Approved January 17, 1890.

CHAPTER 24.

AN ACT to authorize the citizens or other persons owning and producing timber on the waters of Big creek, of Clay and Leslie counties, to boom Big creek.

Be it enacted by the General Assembly of the Commonwealth of Kentucky:

§ 1. That any citizen, or any number of citizens, living upon the waters of Big creek, in Clay and Leslie counties, or any other person owning or producing timber on said creek, be, and they are hereby, authorized to erect a boom across said Big creek at the mouth of said creek, in Clay county, for the purpose of catching saw-logs, staves, or other lumber floated down said creek.

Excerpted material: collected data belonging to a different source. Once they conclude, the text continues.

PR #290, opened 2020-11-04
Janek/rename bootstrap

jqmp:
This renames the `Bootstrap` class to `ExecutionCore` (first commit), and then initializes this object with a default instance instead of `None` (second commit), which helps us avoid having a bunch of null checks in our code. This default value is referred to as the "bootstrap core" -- i.e., the core used for the bootstrapping process, which computes the real core.

### DIFF
--- a/bionic/deriver.py
+++ b/bionic/deriver.py
@@ -8,7 +8,7 @@ import warnings
 
 import attr
 
-from .datatypes import ResultGroup, DescriptorMetadata, TaskKey
+from .datatypes import ResultGroup, DescriptorMetadata, TaskKey, VersioningPolicy
 from .descriptors.parsing import entity_dnode_from_descriptor
 from .descriptors import ast
 from .deps.optdep import import_optional_dependency
@@ -63,9 +63,12 @@ class EntityDeriver:
         # Tracks whether we've pre-validated the base descriptors in this flow.
         self._base_prevalidation_is_complete = False
 
-        # The "core state" needs to be complete before we can compute user-defined
-        # entities.
-        self._core = None
+        # We need an ExecutionCore object to do any derivation, but creating the core
+        # itself requires derivation. We'll use this default core to get us through the
+        # initial bootstrapping phase, and then replace it with a properly configured
+        # core.
+        self._core_is_final = False
+        self._core = BOOTSTRAP_CORE
 
     # TODO We should adjust the wording of the docstring below or refactor this a
     # little. It's not necessary for *the user* to call this method, but it is necessary
@@ -77,7 +80,7 @@ class EntityDeriver:
         necessary but allows errors to surface earlier.
         """
         self._register_static_providers()
-        self._set_up_core()
+        self._set_up_final_core()
         self._prevalidate_base_dnodes()
 
     def derive(self, dnode):
@@ -301,12 +304,12 @@ class EntityDeriver:
         # behavior downstream.
         self._followup_dnode_lists_by_dnode = dict(followup_dnode_lists_by_dnode)
 
-    def _set_up_core(self):
+    def _set_up_final_core(self):
         """
         Initializes some key objects needed to compute user-defined entities.
         """
 
-        if self._core is not None:
+        if self._core_is_final:
             return
 
         self._core = ExecutionCore(
@@ -320,7 +323,9 @@ class EntityDeriver:
             should_persist_default=self._compute_core_entity(
                 "core__persist_by_default"
             ),
+            task_key_logging_level=logging.INFO,
         )
+        self._core_is_final = True
 
     def _prevalidate_base_dnodes(self):
         """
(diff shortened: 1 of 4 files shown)


bionic/deriver.py
```diff
@@ -301,28 +304,28 @@ def register_provider(provider):
...
         self._followup_dnode_lists_by_dnode = dict(followup_dnode_lists_by_dnode)
 
-    def _set_up_bootstrap(self):
+    def _set_up_core(self):
         """
         Initializes some key objects needed to compute user-defined entities.
         """
 
-        if self._bootstrap is not None:
+        if self._core_is_finalized:
```
namanjain, line 312: If we are using `finalize` to describe this variable, should we also use `finalize` for this method instead of `set_up`?

Also, since we have a default core, should this be a property of `ExecutionCore` instead?

namanjain (approved):
This definitely looks cleaner than before, thanks!

bionic/deriver.py
```diff
@@ -301,28 +304,28 @@ def register_provider(provider):
         # behavior downstream.
         self._followup_dnode_lists_by_dnode = dict(followup_dnode_lists_by_dnode)
 
-    def _set_up_bootstrap(self):
+    def _set_up_core(self):
```
simonafk, line 307: How about using the term `initialize` instead of `set_up` or `finalize`?

bionic/deriver.py
```diff
@@ -63,9 +63,12 @@ def __init__(self, flow_config, flow_instance_uuid):
...
         self._base_prevalidation_is_complete = False
 
-        # The "bootstrap state" needs to be complete before we can compute user-defined
-        # entities.
-        self._bootstrap = None
+        # We need an ExecutionCore object to do any derivation, but creating the core
+        # itself requires derivation. We'll use this default core to get us through the
+        # initial bootstrapping phase, and then replace it with a properly configured
+        # core.
+        self._core_is_finalized = False
```
simonafk, line 70: What about having an `is_initialized()` method in `ExecutorCore`?

bionic/deriver.py
```diff
@@ -301,28 +304,28 @@ def register_provider(provider):
...
 
-        self._bootstrap = Bootstrap(
-            persistent_cache=self._bootstrap_singleton_entity("core__persistent_cache"),
-            versioning_policy=self._bootstrap_singleton_entity(
-                "core__versioning_policy"
-            ),
-            aip_executor=self._bootstrap_singleton_entity("core__aip_executor"),
-            process_executor=self._bootstrap_singleton_entity("core__process_executor"),
-            should_memoize_default=self._bootstrap_singleton_entity(
+        self._core = ExecutionCore(
```
simonafk, line 315: It seems to me that we are doing a 2-step initialization? How about having an `initialize` method in `ExecutorCore`? That would make `ExecutorCore` not immutable, but we can add checks that verify the class is initialized before certain properties can be returned.

bionic/deriver.py
jqmp: I agree, we can improve this name. What do you think about `set_up_final_core`?

I'm not so sure about making `is_finalized` a property of `ExecutionCore` though. I originally had it this way, but I moved it out. My thinking is, we need to put this boolean somewhere, but putting it in `EntityDeriver` hides it from the other classes that use `ExecutionCore`. In particular, the fact that the deriver has two stages and switches cores doesn't seem like a detail that needs to be exposed to the logic in `flow_execution` and `task_execution`.

@simonafk For the same reason, having an `initialize` method that mutates the core doesn't seem very attractive to me. Currently the core is mutable from the POV of the `EntityDeriver` but immutable from the POV of the execution code; with this change it would be mutable everywhere. WDYT?

bionic/deriver.py
jqmp: The reason I prefer `finalize` is that `initialize` suggests the core isn't usable if it's not initialized. (That's how we use "initialize" elsewhere.) In this case, there is a usable core, just not the best one. I'm open to other terms though.

bionic/deriver.py
namanjain: `set_up_final_core` reads cleaner to me than just `set_up_core`. But in that case, wdyt about renaming this variable `_final_core_is_set_up`? I think that if that doesn't sound clean either, then maybe we aren't using the right verbs.

jqmp: How about `_core_is_final`?

bionic/deriver.py
```diff
@@ -684,9 +680,13 @@ def _compute_result_group_for_dnode(self, dnode):
 
 
 @attr.s(frozen=True)
-class Bootstrap:
+class ExecutionCore:
```
simonafk, line 683: What do you think of `CoreEntities`? We use the term `core entities` in some places but not `execution`?

simonafk: `ExecutionCore` seems fine.

I think my concern is more about consistency in naming and comments.

jqmp: `CoreEntities` is not a bad name but I prefer to avoid using plurals in class names, since a variable called `_core_entities` would look like a collection. On the other hand, it's hard to think of a singular noun that makes sense here. "Core" was the best one I could think of, and I added "Execution" because that's what it's used for. (We don't use the term "execution" consistently but so far I think it's the best term for what happens in `flow_execution.py` and `task_execution.py`.) Note also that not every built-in entity appears in the `ExecutionCore`, and one of the core fields (`task_key_logging_level`) is not an entity at all.

Our use of "core" and "internal" is indeed a bit confusing. I think we currently tend to use "internal entity" to describe any built-in entity, but they were originally named as `core__...` and it's hard to change user-facing names, so we haven't done that (yet).

After writing all this, given that we're stuck with the user-facing term "core" for the time being, I wonder if re-using the term in our code is unnecessarily confusing. A similar term would be "nucleus" -- it sounds a bit weird but at least it doesn't have any other connotations. Other possibilities could be "kernel" or "infrastructure", but they're both suggestive of other concepts.

What do you all think?

jqmp: I tried renaming "core" to "nucleus" but ended up liking it less -- passing around a "nucleus" feels weirder and less intuitive to me than a "core". For now I'm leaving it as "core", but I'm open to revisiting it.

§ 2. The person or persons booming said creek shall not be permitted to charge for catching and holding of any logs, staves, or other lumber, except by special contract with the owner of said logs, staves, or other lumber.

$3. This act shall take effect from and after its passage.

Approved January 17, 1890.

CHAPTER 26.

AN ACT to change the time of holding the Christian Quarterly Court.

Be it enacted by the General Assembly of the Commonwealth of Kentucky:

1. That the Christian Quarterly Court shall be held on the second Monday of January, April, July and October of each year, and each term of said court shall continue as long as the business thereof may require.

2. This act shall take effect and be in force on and after the first day of February, one thousand eight hundred and ninety.

Approved January 17, 1890.

CHAPTER 27.

AN ACT to incorporate the Louisville Steam Motor Power Company.

Be it enacted by the General Assembly of the Commonwealth of Kentucky:

§ 1. That W. S. Hays, Fred. Hoertz, G. E. Thurman, Incorporators. Z. Phelps, their associates, successors and assigns, be, and they are hereby, associated and incorporated as "The Louisville Steam Motor Power Company," with power to sue and be sued in and by its corporate name; to have and use a common seal, and with all other powers common or incident to incorporated bodies.